Exercise details →
Copy each line from the listing below where the word "controllers" shows up.

Records →
PR #5448, opened 2022-11-09
Improved error message of empty animation

### LINKED ISSUE #4994: Allow creating an animation without controllers in the scene
**Describe the Bug**

If the world has no controllers and a user records an animation, although the process itself is allowed, nothing gets generated in the end since no robot steps are performed (although the simulation is run). Adding a robot with just a generic controller doesn't appear to do the trick either. 

To an extent it kinda makes sense, since if there are no robot steps, making a scene might make more sense than an animation. However it still feels kinda odd that it's allowed and that nothing is generated at the end of the process. Moreover, although a scene might be more appropriate, I can still see the interest of creating an animation (to have a pre-recording of a environment for example), so perhaps a solution to allow it anyway could be found.

Jean-Eudes-le-retour:
**Description**

When an animation is done in a simulation where nothing happens (for example when \<generic\> controllers are used for the robots), the error message incorrectly says:

> Error: No animation content is available because the simulation did not start

even though the simulation did start.

I changed the error message to be more specific and added a recommendation to use a scene instead

**Related Issues**
This pull-request fixes #4994

### DIFF
--- a/src/webots/engine/WbAnimationRecorder.cpp
+++ b/src/webots/engine/WbAnimationRecorder.cpp
@@ -435,7 +435,8 @@ void WbAnimationRecorder::stopRecording() {
   // write initial state
   out << "{\"time\":0,\"poses\":[";
   if (commandsChangedFromStart.isEmpty()) {
-    WbLog::info(tr("Error: No animation content is available because the simulation did not start."));
+    WbLog::info(tr("Error: No animation content is available because no changes occurred in the simulation. "
+                   "If you just want a 3D environment file, consider exporting a scene instead"));
     return;
   }
   foreach (WbAnimationCommand *command, commandsChangedFromStart) {


ad-daniel (approved):
Thank you

src/webots/engine/WbAnimationRecorder.cpp
```diff
@@ -435,7 +435,8 @@ void WbAnimationRecorder::stopRecording() {
   // write initial state
   out << "{\"time\":0,\"poses\":[";
   if (commandsChangedFromStart.isEmpty()) {
-    WbLog::info(tr("Error: No animation content is available because the simulation did not start."));
+    WbLog::info(tr("Error: No animation content is available because no changes occurred in the simulation. "
+                   "If you just want a 3D environment file, consider exporting a scene instead"));
```
omichel, line 439: It would be nice to add a final dot at the end of the second sentence.

Jean-Eudes-le-retour: Ok, Daniel did it in commit https://github.com/cyberbotics/webots/pull/5447/commits/10b706568d9523b3bbcebf17a29d75a9c5497ce7

PR #5450, opened 2022-11-09
Documentation update for R2023a

ygoumaz:
Some thumbnails updates.

`Boomer.wbt` has useless PROTO declarations, which is odd as it should have been detected by the `test_worlds` test in the CI.


ad-daniel (approved):
Thank you

PR #5453, opened 2022-11-10
Fix header required for PROTO files

### LINKED ISSUE #5249: PROTO header should be mandatory
**Describe the Bug**

1. Create an empty project
2. Copy an official PROTO (ex: Chair.proto) to the protos folder
3. The PROTO can be inserted using the Add Node dialog.
4. Remove `#VRML_SIM R2022b utf8`, reload and insert it. You can do so but you get a warning that the header is missing
5. Remove all the remaining comments in the header, you can still insert it, but this time you get no warning.

Since a warning for this existed, it doesn't appear to be technically mandatory to insert it (otherwise it would be an error), in practice however I think we should enforce the rule and make it mandatory since it's one of the very few version indicators we have for PROTO files. Moreover, other mechanisms (such as FLU backwards compatibility mechanism, EXTERNPROTO missing warnings) rely on this information being present (and correct).

ygoumaz:
Fixes #5249.


stefaniapedrazzi (commented):
Nice fix!

I would just also add an entry in the ChangeLog.

stefaniapedrazzi (approved):
Thank you

PR #5454, opened 2022-11-10
Add missing init in libcontroller

ad-daniel:
**Description**

Even after adjusting the CMakeList.txt file on the webots_ros2 side (python38 and python310 folders no longer exist), the compilation still fails due to a missing init. The change can only be done on the webots side and wait for it to be automatically pushed to the libcontroller repo tonight


ygoumaz:
If we do it this way, will we able to import controller and vehicle with `from webots_ros2_driver_webots import controller` and `from webots_ros2_driver_webots import vehicle`?

ad-daniel:
Seemed like it, locally the tests were passing at least, but when I launched the tutorial worlds (like the tesla) the car doesn't actually move. Perhaps your approach is better anyway as it's more granular, you don't always need vehicle. If you're handling it already in the rework then I can close these

ygoumaz:
I agree about the granularity. And yes I think we can close this PR and the other on ROS, as I will handle the compilation problems in the rework!

PR #5457, opened 2022-11-10
Fix crash when deleting some node and being connected to webotsJS

### LINKED ISSUE #5351: Crash when streaming and removing the color/coord node from PointSet
**Describe the Bug**
When removing one of the two nodes of a `PointSet` geometry while streaming, Webots crashes.

It seems that the crash happens in `WbX3dStreamingServer::propagateNodeDeletion` when trying to query the `id` of the deleted node.

**Steps to Reproduce**
1. Launch webots with the `--stream` option.
2. Open `geometric_primitives.wbt`.
3. Delete the `color` node in the `PointSet` geometry.
4. Webots crashes

BenjaminDeleze:
Fix  #5351

### DIFF
--- a/src/webots/gui/WbX3dStreamingServer.cpp
+++ b/src/webots/gui/WbX3dStreamingServer.cpp
@@ -188,9 +188,11 @@ void WbX3dStreamingServer::propagateNodeDeletion(WbNode *node) {
     return;
 
   WbTcpServer::propagateNodeDeletion(node);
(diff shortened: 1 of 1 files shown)


stefaniapedrazzi (commented):
Thank you!

It would be better to also an entry in the ChangeLog.

stefaniapedrazzi (approved):
Thank you!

Response below →
### LINKED ISSUE #4994: Allow creating an animation without controllers in the scene
If the world has no controllers and a user records an animation, although the process itself is allowed, nothing gets generated in the end since no robot steps are performed (although the simulation is run). Adding a robot with just a generic controller doesn't appear to do the trick either. 
When an animation is done in a simulation where nothing happens (for example when \<generic\> controllers are used for the robots), the error message incorrectly says:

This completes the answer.